Darts legend Phil 'The Power' Taylor wanted to hit arch-rival Peter Manley with a shovel and strangle Paul Nicholson – but he thinks it's time for Gerwyn Price to calm down a notch.
The 16-times world champion, and the greatest purveyor of arrows since Robin Hood, revealed how opponents used to get under his skin. Taylor, who will be 62 in August, never forgot – nor forgave – the night 'One Dart' Manley beat him 23 yearso ago in his Blackpool kingdom, where the Power won an astonishing 16 World Matchplay titles, in a dramatic semi-final.
Next month, the Professional Darts Corporation bandwagon returns to the Golden Mile, where players at the World Matchplay now compete for the Phil Taylor Trophy. And the greatest tungsten marksman in history revisits some of his former glory in the latest Darts Show podcast, saying: I could wind people up dead easy.
“Peter Manley was good, I enjoyed the banter with Peter. Now we get on really well and he makes me laugh. But at the time I didn’t like him at all. As soon as he walked into a room I wanted to hit him with a shovel. It was horrible.

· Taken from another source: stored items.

Issue #4722, opened 2021-08-18
Retry timeouts only 


gita-codaio:
I would like to propose a flag that when used with retries it would only retry on timed out tests. This would help with retrying only flakey tests.

juergba:
@gita-codaio thank you for your proposition.

I don't think we need such a granular configuration on CLI/config file  level. On flaky tests you can set `retries`:
- `it('flaky test', async function() { this.retries(2) });`
- `it('flaky test', async function() {  })retries(2);`

PR #4723, opened 2021-08-18
add retrytimedout arg

gita-codaio:
### Description of the Change

Added a CLI parameter ( `--retry-timed-out` ) that when used with `--retries` would only retry tests if they had timed out
https://github.com/mochajs/mocha/issues/4722

### Alternate Designs

I was thinking of adding `this.retryTimedOut` as a suite and test level parameter as well.

This is a simple change that would help retry for flakey tests only. 

### Benefits

Help keep retries to a minimum 

### Possible Drawbacks

Not useful for everyone ¯\_(ツ)_/¯

### Applicable issues

Minor Release

### DIFF
--- a/lib/mocha.js
+++ b/lib/mocha.js
@@ -809,6 +809,24 @@ Mocha.prototype.timeout = function(msecs) {
 };
 
 /**
+ * @summary
+ * Enable retrying only timed out tests
+ *
+ * @description
+ * A boolean to determine whether
+ *
+ * @public
+ * @see [CLI option](../#-retry-timeouts)
+ * @see [Timeouts](../#timeouts)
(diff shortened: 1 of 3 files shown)


juergba:
@gita-codaio thank you for this PR.

> @juergba sorry, do you mind looking at or giving me access to the deploy page please

I don't have access to the deploy-preview either. It's just the deploy of our docs site. I guess it fails, because you added a link which doesn't exist: `@see [CLI option](../#-retry-timeouts)`.

I'm closing this PR, see my comment in your issue.
Some feedback: most parts of adding a new option are missing, there have been PRs recently doing just that. Also documentation, tests and the licence signature are missing.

“He made me practise. He beat me at Blackpool and took the board down to sign for somebody - after that I won about near- enough everything. I won £1.5 million, and I always called it Manley’s millions. I went, 'Thank you very much for that'. The other players were having a go at Peter about it.”
Manley's dislike for Taylor ran so deep that he refused to shake hands after his 7-0 whitewash in the 2002 World Championship final, one of three heavy beatings the Power administered to him on the Circus Tavern stage in the final. But Taylor admitted Nicholson, the fair dinkum Geordie who competed for Australia at international level through marriage, made the sap rise even faster.
Nicholson was accused of giving Taylor a sarcastic wave-off after knocking him out of the UK Open in 2011. He later claimed he was only waving goodbye to the bad times, but Taylor said: “The one who got really under my skin was Paul Nicholson. I felt like strangling him. He was winding people up, especially me. They were coming over from the BDO and I was always the target, I was the main man.
“I thought that (wave-off) was funny. I thought, ‘You’re an idiot’ because the crowd are going to go mental at you now and he wasn’t the person to take it. How brash he was, he’s actually very sensitive and he’d break his heart about it. I said to him, ‘Paul don’t do it because you’ll only make a rod for your own back’. You’ll get booed - like Gerwyn (Price) now.”
Taylor remains a fan of the Iceman's extravagant celebrations on stage, but he says the former world champion needs to be more selective about the bicep-bulging, vein-popping, clenched-fist outbursts.
He said: “Calm it down a little bit. Do it at the right times. Gerwyn did a lovely 170 at the weekend. The young German lad was sitting on double top. Then, yes, let it go. But not if you just hit a ton.”